Start of Exercise inputs

PR #2120, opened 2026-05-14
feat(@inquirer/checkbox): add exclusive choice option

swseverance:
I'd like to introduce this feature PR by illustrating how the checkbox module is currently
being used in a very popular library, @angular/cli. When creating a new angular workspace
the user is prompted to select AI tools to add to the workspace. However, it currently allows
for illogical selections such as having None, Claude, and Cursor selected at the same time.

Screenshot 2026-05-14 at 7 11 05 PM

This PR introduces a new `exclusive: boolean` property on checkbox `Choice` objects. What this
would allow a library like @angular/cli to do is setup their options as:
```typescript
[
  { name: 'None', value: 'none', exclusive: true },
  { name: 'Claude', value: 'claude' },
  { name: 'Cursor', value: 'cursor' },
]
```

Selecting "Claude" would automatically deselect "None". Selecting "None" would automatically
deselect "Claude" and "Cursor" if they were selected.

**Edge cases**

If you're open to the functionality added in this PR one thing we'll need to address is how to handle exclusive options in relation to the "select all" and "invert selection" features that inquirer already provides. I would think that users would not typically want the "select all" and "invert selection" features alongside usage of exclusive options but it's probably something we'd need to address at some point.

### DIFF
--- a/packages/checkbox/checkbox.test.ts
+++ b/packages/checkbox/checkbox.test.ts
@@ -1480,6 +1480,120 @@ describe('checkbox prompt', () => {
       await expect(answer).resolves.toEqual([]);
     });
   });
+
+  describe('exclusive choices', () => {
+    const exclusiveChoices = [
+      { value: 'none', name: 'None', exclusive: true },
+      { value: 'apple', name: 'Apple' },
+      { value: 'orange', name: 'Orange' },
+    ];
+
+    it('selecting an exclusive choice deselects all other choices', async () => {
+      const { answer, events } = await render(checkbox, {
+        message: 'Select fruits',
+        choices: exclusiveChoices,
+      });
+
+      // Select apple and orange first
+      events.keypress('down');
+      events.keypress('space');
+      events.keypress('down');
+      events.keypress('space');
+
+      // Navigate to None (exclusive) and select it
+      events.keypress('up');
+      events.keypress('up');
+      events.keypress('space');
+
+      events.keypress('enter');
+      await expect(answer).resolves.toEqual(['none']);
+    });
+
+    it('selecting a non-exclusive choice deselects all exclusive choices', async () => {
+      const { answer, events } = await render(checkbox, {
+        message: 'Select fruits',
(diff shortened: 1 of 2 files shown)


swseverance:
I've given it some more thought and perhaps this is not worth the added complexity to the library

SBoudrias:
Thanks for opening a PR nonetheless.

I agree this might not be a great UX patterns and/or would be a better fit for a custom prompt.

In the specific example of Angular-CLI, it makes me wonder why "None" needs to be an option. It's possible to leave the list empty if the user don't want any option. Maybe the way the prompt is worded was leading to confusion rather than the lack of a "None" option?

swseverance:
@SBoudrias perhaps their thought process was "let's be explicit when letting the user know it is ok to not select any AI agents at all".

If a user sees the following UI alone they may think to themselves "Am i being required to select one of these options?". Perhaps they are unaware that they can simply hit "Enter" and not select any agents (provided `required: true` is not set)
```
? Select AI agents
  ◯ Claude
  ◯ Cursor
  ◯ Gemini
```

However, if a user sees the following UI it is very clear that it's perfectly acceptable to select no AI agents.
```
? Select AI agents
  ◉ None
  ◯ Claude
  ◯ Cursor
  ◯ Gemini
```

The main reason I abandoned the `exclusive: boolean` approach was that it became very difficult to reason about what should happen if the user hits "a" or "i" to select or invert selection. How should we treat the `exclusive` options when they do so? The edge cases started building up and I abandoned the approach.

If allowing a user to explicitly select "None" (as opposed to just leaving all options blank and hitting enter) would be a valuable contribution to the library I can definitely explore that. For example, perhaps we could introduce a new property to the `CheckboxConfig` like `allowNone: { name: string; value: Value }`.  In the below video I demonstrate how selecting an option deselects "None". How selecting "None" deselects other options. Select all, and invert selection.

https://github.com/user-attachments/assets/23fe9550-7cf6-45f9-9ca1-ec05c0414a4d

End of Exercise inputs

● Directions: The first line of the records and every line down to the line with "I'd like to" must be quoted exactly; leave out all else.

● Solved exercise:
PR #2120, opened 2026-05-14
feat(@inquirer/checkbox): add exclusive choice option

swseverance:
I'd like to introduce this feature PR by illustrating how the checkbox module is currently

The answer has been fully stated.